I recommend reading all of Nassim Taleb's seminal work. If you have, think of Fat Tony.
Would banks ever consider signalling a rate rise in order to encourage people into fixing at the current rate, because the bank knows rates are actually going to fall?
Inflation has to be down next year as it peaked a while back. The dollar has also strengthened, and the economy is slowing. The only people still spending are those without debt and a rate rise won't affect them anyway, in fact they would have more cash to spend as their savings rate increases.
I know Westpac are always the most hawkish, but they are still using the standard monetarist models, which focus on the govt fiscal impulse but downplay the credit impulse (net bank lending). Some of the others (notably BNZ, Kiwibank) seem to be using less conventional models - i.e. ones that better reflect the real world!
Anyhow, GDP per capita data will almost certainly be negative next week - maybe negative enough to bring the overall figure down. OCR will be coming down in April / May.

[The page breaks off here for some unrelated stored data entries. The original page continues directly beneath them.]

PR #4207, opened 2020-03-05
Only adjust subdict fontmatrix for synthetic font dicts (fixes #4192)

### LINKED ISSUE #4192: Glyphs of certain CFF font not shown in overview
When opening the attached CFF font in fontforge its glyphs are so small that they are not visible in the overview.

From what I see it seems that FontMatrix from Top DICT ("0.001 0 0 0.001 0 0") is applied on FontMatrix "taken" from Private DICT ("0.001 0 0 0.001 0 0") in readcfftopdicts() inside of parsettf.c. The FontMatrix from Private DICT is actually a default value because it is not present there and I think that FontMatrix can not be present in Private DICT at all.

The resulting matrix is "0.000001 0 0 0.000001 0 0" which when applied makes the glyphs too small and hence invisible.

Fix could be to check whether the "fontmatrix_set" was set when reading Private DICT and apply the FontMatrix from Top DICT on it in that case and use FontMatrix of Top DICT otherwise (checking this right before multiplying the matrices in readcfftopdicts()).

I've discovered this issue when looking at https://bugzilla.redhat.com/show_bug.cgi?id=1803129.

- [x] Screenshot:
screenshot

- [x] The FontForge version and the operating system you're using:
Current FontForge master as of 25th of February 2020 (git hash: af998cc28fc69ccce56ffbaf2c62aa57d2790bef).
Fedora 31

- [x] The behavior you expect to see, and the actual behavior:
I expect to see the glyphs in the overview as in the screenshot-expected.png (done by manually modifying EM size to 1000 without scaling of outline in "General" tab of "Font Info"):
screenshot-expected

- [x] Steps to reproduce the behavior:
Open the attached CFF font in FontForge.

- [x] \(optional) Possible solution/fix/workaround:
Workaround is to modify EM size to 1000 in "General" tab of "Font Info" without scaling of outline.

[d00006-001.14.gz](https://github.com/fontforge/fontforge/files/4250672/d00006-001.14.gz)

skef:
See #4192 

Closes #4192

### DIFF
--- a/fontforge/parsettf.c
+++ b/fontforge/parsettf.c
@@ -3351,8 +3351,13 @@ return( NULL );
 	}
 	dicts[i] = readcfftopdict(ttf,fontnames!=NULL?fontnames[i]:NULL,
 		offsets[i+1]-offsets[i], info);
-	if ( parent_dict!=NULL && parent_dict->fontmatrix_set ) {
-	    MatMultiply(parent_dict->fontmatrix,dicts[i]->fontmatrix,dicts[i]->fontmatrix);
+	if (    parent_dict!=NULL
+	     && parent_dict->fontmatrix_set
+	     && dicts[i]->synthetic_base!=-1 ) {
+	    if ( dicts[i]->fontmatrix_set )
+		MatMultiply(parent_dict->fontmatrix,dicts[i]->fontmatrix,dicts[i]->fontmatrix);
+	    else
+		memcpy(dicts[i]->fontmatrix,parent_dict->fontmatrix,6*sizeof(real));
 	}
 	dicts[i]->cff_start = cff_start;
     }


frank-trampe:
I did not look at the Travis error, but I did restart it.

frank-trampe:
This is definitely a strictly positive change, but do you think that it would be better, in the case that the parent has a value and the current dict does not, simply to inherit the parent value rather than using the 0.001 defaults? Same question to @MarekKasik.

skef:
@frank-trampe Maybe -- I was wondering about that myself. 

Hunting down the spec, these seem to be the relevant entries: https://wwwimages2.adobe.com/content/dam/acom/en/devnet/font/pdfs/5176.CFF.pdf#page=27

The sub-dict doesn't seem to be private -- FontForge has a different function to read those. And FontForge doesn't support "synthetic fonts" (according to error messages in the code). So the relevant case seems to be a CID font with its own topdict. The spec doesn't seem to indicate that there should be any inheritance or relation for those, so maybe the correct thing to do is just remove the adjustment entirely.

frank-trampe:
Hmm. I wonder what the original case was that inspired this adjustment. @davelab6, can you think of anything?

skef:
... or make it conditional on `synthetic_base` somehow (`!=-1`?)

skef:
The way I read the spec it's definitely what you would want to do for a synthetic font (where the subdict fontmatrix is probably going to skew or something). But there's no indication of such a relation for CID fonts.

frank-trampe:
Okay. Let's follow that reading for now. I'll send a note to the user list to solicit feedback.

skef:
So then probably:

1. If not a synthetic font dict, do nothing (and therefore keep the default)
2. If a synthetic font dict and fontmatrix is present, multiply
3. If a synthetic font dict and fontmatrix is not present, inherit (treat the "default" as 1 0 0 1 0 0)

frank-trampe:
That sounds right.

skef:
@frank-trampe I think all this stuff is specific to CFF, and therefore Type1-as-TTF (?)

skef:
In any case I force-pushed an attempted implementation of that. It unsurprisingly does the seemingly right thing with the test font.

frank-trampe:
The changes look right to me. Let's wait a few days for mailing list feedback. We've been on a lucky streak of no objections for the past few months, and I hope that it keeps going.

davelab6:
you could have a look at the Adobe font development kit for open type source code now that it's published on a Libre license, there's a lot of magic in CFF. I'm sorry I can't be more specific I didn't really understand what the issue is...

skef:
Interesting: [It doesn't support synthetic fonts either](https://github.com/adobe-type-tools/afdko/blob/52e4f7f9fd0a496936286747b4cea712532edc47/c/spot/source/cffread.c#L1825).

This is how the matrix is used in the CID case: https://github.com/adobe-type-tools/afdko/blob/52e4f7f9fd0a496936286747b4cea712532edc47/c/spot/source/cffread.c#L2237 . It seems to be getting the dict from the glyph and using that value

But there is a multiply in `saveMatrix()`: https://github.com/adobe-type-tools/afdko/blob/52e4f7f9fd0a496936286747b4cea712532edc47/c/spot/source/cffread.c#L1518 

```
    h->font.unitsPerEm = (unsigned short)DBL2INT(1.0 / max);

    if (h->dict.fd == NULL)
        FM = h->dict.FontMatrix = h->dict.topDICTMatrix;
    else
        FM = h->dict.fd->FontMatrix = h->dict.fd->FDMatrix;

    for (i = 0; i < 6; i++)
        FM[i] = indexDbl(h, i) * h->font.unitsPerEm;

    if (h->dict.fd != NULL && h->dict.FontMatrix != NULL) {
        /* Multiply top DICT matrix and FD matrix */
        double *A = h->dict.FontMatrix;
        double B[6];

        memcpy(B, FM, sizeof(B));

        FM[0] = A[0] * B[0] + A[1] * B[2];
        FM[1] = A[0] * B[1] + A[1] * B[3];
        FM[2] = A[2] * B[0] + A[3] * B[2];
        FM[3] = A[2] * B[1] + A[3] * B[3];
        FM[4] = A[4] * B[0] + A[5] * B[2] + B[4];
        FM[5] = A[4] * B[1] + A[5] * B[3] + B[5];
    }
```
Even so:

1. The multiply comes after the `unitsPerEm` calculation
2. The only thing FontForge seems to use the matrix for at present is that calculation.

jtanx:
Where are we at with this? Good to merge?

skef:
I'm the OP so not the best judge, but this does solve the main problem and the further questions about the spec are esoteric and much less likely to be encountered in practice. I would say it's ready.

frank-trampe:
There were no objections on the mailing list, and it looks like the right change. I think that we ought to merge it.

Again anecdotal, but I work in an industry where I talk to a lot of business owners directly and we're definitely hearing that things are getting very tough out there. Anyone tied to the construction industry is seeing order volumes drop off a cliff, staff being managed out. Also many in retail are reporting a significant fall in demand lately. Will wait to see what the stats say but I have a feeling it's going to be a very bleak picture come Feb/March.
I sure hope Westpac are wrong, I doubt the economy can handle another increase, that's if it can handle the current ones.
I think inflation is now mostly dead, I won't be expecting a 7% pay rise next year and I doubt any kind of retail shop could increase their prices by that much either and still have customers. There will still be an element of passing on higher costs, but that will be only in some sectors.
So, all the government has to do is tweak immigration settings, and that will take away one of the inflation drivers. If they were actually that worried about inflation, they would be assisting the RBNZ. So either the RBNZ either has a goal to continue deflating the asset bubbles like Powell in the US, or the NZ Government has a vested interest in keeping inflation high.
Found in the Monetary Policy Outlook in the RBNZ's November MPS ...
World interest rates have also increased, placing downward pressure on the New Zealand dollar exchange rate and, all else equal, boosting inflationary pressure within the economy.